PR #3088, opened 2021-02-28
Use active index

joakim-hove:
New version of #3087


joakim-hove:
@bska / @blattms: OK the initial version of #3087 was plain wrong - I never really looked into/understood [this comment](https://github.com/OPM/opm-simulators/issues/3081#issuecomment-786717376) - but now I have added an additional commit and hope/think it should be correct.

joakim-hove:
jenkins build this please

blattms (approved):
Exactly what I meant.

PR #3093, opened 2021-03-02
Record dynamic wellstatus

bska:
This PR sets the `data::Well::dynamicStatus` based on the dynamically updated 'Schedule' object (i.e., from ACTIONX and similar) and the results of well/operability testing (`WECON` and/or `WTEST`).  If a well is closed due to economic limits (`WECON`) we still provide summary-style data at the timestep that closed the well, but omit this data at later steps until the well reopens.

We add a new parameter to `WellState::report()` to distinguish these situations.

This is in preparation of making the `BlackoilWellModel` manage both open and shut wells alike

### DIFF
--- a/opm/simulators/wells/BlackoilWellModel.hpp
+++ b/opm/simulators/wells/BlackoilWellModel.hpp
@@ -217,7 +217,12 @@ namespace Opm {
 
             Opm::data::Wells wellData() const
             {
-                auto wsrpt = well_state_.report(phase_usage_, Opm::UgGridHelpers::globalCell(grid()));
+                auto wsrpt = well_state_
+                    .report(phase_usage_, Opm::UgGridHelpers::globalCell(grid()),
+                            [this](const int well_ndex) -> bool
+                    {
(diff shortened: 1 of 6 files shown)


bska:
This PR depends on upstream PR OPM/opm-common#2315 and must be merged int concert with that.

totto82:
Thanks both for the cleanup and the feature. The simulator part looks good IMO and can me merged. How will this work for restart? Is additional work needed there to support reading of dynamic well status?

bska:
> How will this work for restart? Is additional work needed there to support reading of dynamic well status?

It's been a while since I checked the details, but I believe we read the status field out of the restart file and then confer that value onto the pertinent `Opm::Well` instance managed by the `Schedule` object.  I don't think we do anything special to the simulator's well state object however, so we may need to do additional work there.

totto82:
Ok. I noticed the opm-common part was already approved. I can merge them.

bska:
jenkins build this opm-common=2315 please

┄┄┄┄┄┄

[Work instruction]: Pull every line containing "version" out of the material and copy it.

[Answer section]:
New version of #3087
@bska / @blattms: OK the initial version of #3087 was plain wrong - I never really looked into/understood [this comment](https://github.com/OPM/opm-simulators/issues/3081#issuecomment-786717376) - but now I have added an additional commit and hope/think it should be correct.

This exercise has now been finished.